Let’s demonstrate a scenario where security automation and orchestration would provide more context around alerts and act with preconfigured triggers and responses. An endpoint has just been compromised by an exploit embedded within an email attachment. No alarms were triggered on the endpoint. The exploit loads itself onto disk and injects itself into an existing process whereby it attempts to call home, sending environmental metadata, and receive additional files and instructions. The compromised system makes a DNS query to contentupdate.org.

Infoblox’s ActiveTrust, being the DNS traffic cop, checks to see if the domain is okay to visit or if the DNS header information matches the heuristics of a malicious attempt to exfil data via the DNS protocol. But we’re not there yet. In this case, the domain is certainly in question. Now, ActiveTrust will automatically act based on the user configure parameters such as block, redirect, sinkhole, etc. It will also notify the security ecosystem in parallel.

Transactional log data is shared with the SIEM to trigger a new, or enrich an existing alert. Carbon Black is notified of a threat on a host. The process is identified, then killed, and associated files are hashed and quarantined. The Carbon Black endpoint distributes those hashes with its enterprise manager to identify any other endpoints with the same file and process information. All log data is appended to the records in the SIEM and/or case management system.

The Infoblox products will further enrich the alert with actual network and threat indicators. But hold on. This domain is linked to an APT actor, which makes this a credible threat. How does Infoblox help? Our core DDI systems, coupled with our active trust DNS-based threat detection, mitigation, and threat investigation suite, further enhance the ecosystem of security products, from endpoint protection to security incident and event monitoring systems, and threat intelligence platforms, to firewall devices, all protecting the on-premise, off-premise, and cloud-enabled enterprise.

Infoblox has partnered with some of the leading security companies to help clients realize immediate returns on investment. With partners like Carbon Black, Qualys, Splunk, FireEye, Cisco and others, automation occurs virtually out-of-the-box. Security orchestration occurs when people define and execute processes utilizing technology automation. At this point, we need to escalate and consult with the threat intelligence team. The two industry standard models for understanding an attack are the Cyber Kill Chain and the Diamond Model of Intrusion Analysis.

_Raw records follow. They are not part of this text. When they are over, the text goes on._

PR #2615, opened 2025-12-30
[WIP] Access Task `sources`, `generates`, and task maps

CuckooEXE:
**Do not merge, opening for discussion**

This PR was created by taking [fhofherr's PR](https://github.com/go-task/task/compare/main...fhofherr:task:948-uses-sources-as-variable) and feeding it through Cursor's AI. I don't know golang, let alone this codebase, so I was more exploring if what I was looking for would even be possible.

Specifically, I'm looking for two features:

1. Access my own Task mapping as a variable
2. Access other Task's mapping as a variable

What I mean is, when writing a simple `gcc`-based target, you'll find yourself repeating a lot of code. Right now this is how you would do it:

```
myApp:
    sources: ["myApp/*.c"]
    generates: ["bin/myApp"]
    cmd: gcc -o bin/myApp myApp/*.c
```

By implementing the first feature, we could instead write something like this (using this PR):

```
myApp:
    sources: ["myApp/*.c"]
    generates: ["bin/myApp"]
    cmd: gcc -o {{ .TASK_GENERATES | first }} {{ .TASK_SOURCES }}
```

`TASK_GENERATES` works a little funny because the files don't exist yet. So any globs would have to be passed in as raw strings with the glob pattern.

The other feature would allow me to re-use information already in the Taskfile in other targets, for example (and this is *not* implemented correctly in this PR):

```
lint:
    sources: [ myApp.sources ]
    cmd: clang-format {{ .TASK_SOURCES }}

clean:
    cmd: rm -f {{ myApp.TASK_GENERATES }}
```

This is **partially** implemented in this PR by exposing a Task's mapping in a for loop as such:

```
clean:
    cmds:
    - for: [myApp]
      cmd: rm -rf {{ .ITEM.generates | join " " }}
```

I'm very invested in this feature (my team is looking to migrate away from our Makefile-hell), so anything I can do to help out with this, I'm here for!

### DIFF
--- a/executor.go
+++ b/executor.go
@@ -76,6 +76,8 @@ type (
 		executionHashes      map[string]context.Context
 		executionHashesMutex sync.Mutex
 		watchedDirs          *xsync.Map[string, bool]
+		taskMapCache         map[string]map[string]any
+		taskMapCacheMutex    sync.RWMutex
 	}
 	TempDir struct {
 		Remote      string
--- a/task_test.go
+++ b/task_test.go
@@ -2675,29 +2675,6 @@ func TestReferenceSelf(t *testing.T) {
 	assert.Contains(t, buff.String(), `[]`)
 }
 
-func TestReferenceOtherTasks(t *testing.T) {
-	t.Parallel()
-
-	const dir = "testdata/reference_other_tasks"
-
-	var buff bytes.Buffer
-	e := task.NewExecutor(
-		task.WithDir(dir),
-		task.WithStdout(&buff),
-		task.WithStderr(&buff),
-		task.WithForceAll(true),
-	)
-	require.NoError(t, e.Setup())
-	require.NoError(t, e.Run(t.Context(), &task.Call{Task: "default"}))
-
-	assert.Contains(t, buff.String(), `task: [check-sources-empty] echo []`)
-	assert.Contains(t, buff.String(), `[]`)
-	assert.Contains(t, buff.String(), `task: [check-generates] echo [a b *.txt]`)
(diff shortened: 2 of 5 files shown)


trulede:
You can do everything you want with existing features, essentially, a Taskfile that works like a template. Exactly how ... for starters:

```yaml
myApp:
    vars:
      APP_NAME: '{{.USER_WORKING_DIR}}'
    sources: ["*.c"]
    generates: ["{{.ROOT_DIR}}/bin/{{.APP_NAME}}"]
    cmd: gcc -o {{.ROOT_DIR}}/{{.APP_NAME}} *.c
```

1/ replace `myApp` with something derived from `USER_WORKING_DIR`. See https://taskfile.dev/docs/reference/templating
2/ put the Taskfile.yml in the root of your repo.
3/ then - `cd path/to/myApp; task build`.

That's it. More of less ...

I suggest starting a topic in the "Discussions", if you need more help. A PR will not get much attention.

CuckooEXE:
I think that pattern forces codebases to comply with Taskfile's usage (rather, limitations). For that to work I have to change either how I (and my CI/CD) build (by changing directories before building), and it forces me to layout my files in a specific structure. I'm not sure your suggestion actually satisfies the original points in my description.

This PR stemmed from discussion in the discord with @andreynering.

CuckooEXE:
I (read: the AI) significantly changed the code (and the files modified). I (read: this time actually me) wrote the tests and they pass for my updated implementation. I think this makes more sense after studying the codebase, and it more matches the pattern of existing variables.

The threat intelligence team uses these to identify adversary tactics, techniques and procedures, or TTP’s. Most notably, the Diamond Model is the methodology we’re going to build on today. The ActiveTrust dossier threat investigation tool enables an analyst to research known indicators, pivot on the results, expanding their understanding of the adversary capabilities, and associate those newly discovered indicators to more comprehensively defend the network.

Now most likely declared an incident, the incident response and threat intelligence teams can review the full context of the threat, understand the actor’s TTPs, and discover additional vectors of attack. The initial attack has been defended, but now we’re going to shift from a reactive to a proactive state by threat hunting. The incident response and hunt teams can use the newly discovered indicators to feed back to the SIEM, identifying if any host ever communicated with the previously unrelated domains. In the event the answer is yes, the Infoblox DDI suite can identify which host was assigned the internal IP address at the time of communication. From there, the Carbon Black endpoint for that affected host can be triggered to search for additional indicators of compromise. And the process of hunting continues until all attack vectors are investigated, systems are patched, and management has been informed.

Conclusion: Security Orchestration & Automation Work Together to Help Defend Against Threats

Security orchestration helps remove fear, uncertainty, and doubt when defending a network. Automation collects and correlates that data into actual information. Security defenders take that information with context and apply that knowledge to defend against this threat, while gaining foresight into the next.